= List of storms named Lekima =

The name Lekima (Vietnamese: lêkima, [le˧˧ ki˧˧ maː˧˧]) has been used for four tropical cyclones in the western North Pacific Ocean. The name was contributed by Vietnam and means lucuma (Pouteria lucuma) in Vietnamese.

- Typhoon Lekima (2001) (T0119, 23W, Labuyo) – struck Taiwan and China
- Severe Tropical Storm Lekima (2007) (T0714, 16W, Hanna) – brought heavy rains to Luzon and struck Vietnam
- Typhoon Lekima (2013) (T1328, 28W) – the second strongest 2013 storm worldwide
- Typhoon Lekima (2019) (T1909, 10W, Hanna) – brought heavy rains and flooding to Luzon due to its enhancement of the southwest monsoon, later intensifying into the season's second super typhoon, and made landfall in China. It also happened to be the 2nd time carrying the given Philippine local name for the storm.

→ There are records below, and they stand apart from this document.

PR #224, opened 2026-04-16
Extract set_embed into pure compute_embed function

rohandahale:
Extracts `Imager.set_embed()` into a pure function `compute_embed()` in `imager_backend.py`. The Imager method becomes a 3 line wrapper. Also fixed some linting issues in `imager.py` otherwise the CI does not pass.

## Changes

| File | What changed |
|------|-------------|
| imager_backend.py | Add `compute_embed(imvec, xdim, ydim, psize, clipfloor)` -- returns `(embed_mask, coord_matrix)` |
| imager.py | `set_embed()` now calls `compute_embed()` and unpacks results into `self._embed_mask`, `self._coord_matrix`; fixed linting |
| tests/test_imager_backend.py | New file with 6 tests: basic gaussian, clipping, clipfloor error, exact match vs Imager method, odd dimensions, coordinate units |

- Pure function: no self, no side effects, all inputs explicit
- Returns tuple instead of writing to self
- Wrapper unpacks into self attributes for backward compatibility
- 209 tests pass (203 existing + 6 new)

First extraction in Phase 1 of #212 (task 1C.3).

### DIFF
--- a/ehtim/imager.py
+++ b/ehtim/imager.py
@@ -17,34 +17,33 @@
 #    along with this program.  If not, see <http://www.gnu.org/licenses/>.
 
 # TODO FIX INDEXING MESS FOR MULTIFREQUENCY POLARIZATION
-# TODO for polarization imaging give better control than just initializing at 20% 
+# TODO for polarization imaging give better control than just initializing at 20%
 #       better initialization for all terms!! in init_imager
 
-from __future__ import division
-from __future__ import print_function
-
-from builtins import str
-from builtins import range
-from builtins import object
 
 import copy
 import time
 from dataclasses import dataclass
 from typing import Any
+
 import numpy as np
 import scipy.optimize as opt
 
-import ehtim.imaging.imager_utils as imutils
-import ehtim.imaging.pol_imager_utils as polutils
-import ehtim.imaging.multifreq_imager_utils as mfutils
-from ehtim.imaging.imager_backend import (
-    embed_imarr, pack_imarr, unpack_imarr,
-    transform_imarr, transform_imarr_inverse,
-    transform_gradients, make_initarr,
-    compute_embed,
-)
-import ehtim.image
 import ehtim.const_def as ehc
+import ehtim.image
+import ehtim.imaging.imager_utils as imutils
+import ehtim.imaging.multifreq_imager_utils as mfutils
+import ehtim.imaging.pol_imager_utils as polutils
+from ehtim.imaging.imager_backend import (
+    compute_embed,
+    embed_imarr,
+    make_initarr,
+    pack_imarr,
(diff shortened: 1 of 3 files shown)


rohandahale:
@achael This PR is ready to be reviewed. After the review is resolved, you can do squash merge. I won't extract more functions in other PR yet because I have done linting edits to `imager.py` that we would need for next PRs.

ehtim/imager.py
```diff
@@ -1058,31 +1069,12 @@ def init_imager(self):
...
-
-        coord = coord.reshape(self.prior_next.ydim * self.prior_next.xdim, 2)
-        coord = coord * self.prior_next.psize
-
-        self._coord_matrix = coord[self._embed_mask]
-
-        return
+        """Set embedding matrix."""
+        self._embed_mask, self._coord_matrix = compute_embed(
+            self.prior_next.imvec, self.prior_next.xdim,
```
achael, line 1074: eventually we may want to wrap all of these (and other things currently handled as Imager attributes) in some kind of dictionary, right?

tests/test_imager_backend.py
```diff
@@ -0,0 +1,88 @@
...
+        embed_mask, coord_matrix = compute_embed(
+            imgr.prior_next.imvec, imgr.prior_next.xdim,
+            imgr.prior_next.ydim, imgr.prior_next.psize,
+            imgr.clipfloor_next,
+        )
+
+        np.testing.assert_array_equal(embed_mask, imgr._embed_mask)
+        np.testing.assert_array_equal(coord_matrix, imgr._coord_matrix)
+
+    def test_odd_dimensions(self):
```
achael, line 70: add a test to look at rectangular images?

achael (commented):
looks great!

main comment is that it would be good for here and for lots of other areas in the code to start putting in tests that explicitly work with rectangular images. These are mostly supported but I'm suspicious that there are still bugs lurking around since we always use square images.

achael (approved):

ehtim/imager.py
rohandahale: Yes, that's exactly the plan for after phase 1. Once all the function signatures are visible, we will group them into dataclasses (like ImageState, ImagerConfig, DataProducts). I held off on doing it now because JAX's jit distinguishes static args from array args . Premature bundling might group them in ways that don't match JAX tracing boundaries. After the phase 1 extraction, we will have a clearer picture of which args go together.

tests/test_imager_backend.py
rohandahale: I have addressed this  in #225 with rectangular image tests for compute_embed. Broader rectangular image coverage across all test files is tracked as task 2.8 in #212.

The name Lekima was retired following the 2019 Pacific typhoon season and was replaced with Co-May (Vietnamese: cỏ may, [kɔ˧˩ maj˧˧]), which means a type of grass (Chrysopogon aciculatus) in Vietnamese.

- Severe Tropical Storm Co-May (T2508, 11W, Emong) – strongest storm to strike Pangasinan since 2009, as well as affected parts of Taiwan and China.

The name Co-May was retired following the 2025 Pacific typhoon season and a replacement name will be given at the 59th WMO/Typhoon Committee Annual Session in spring 2027.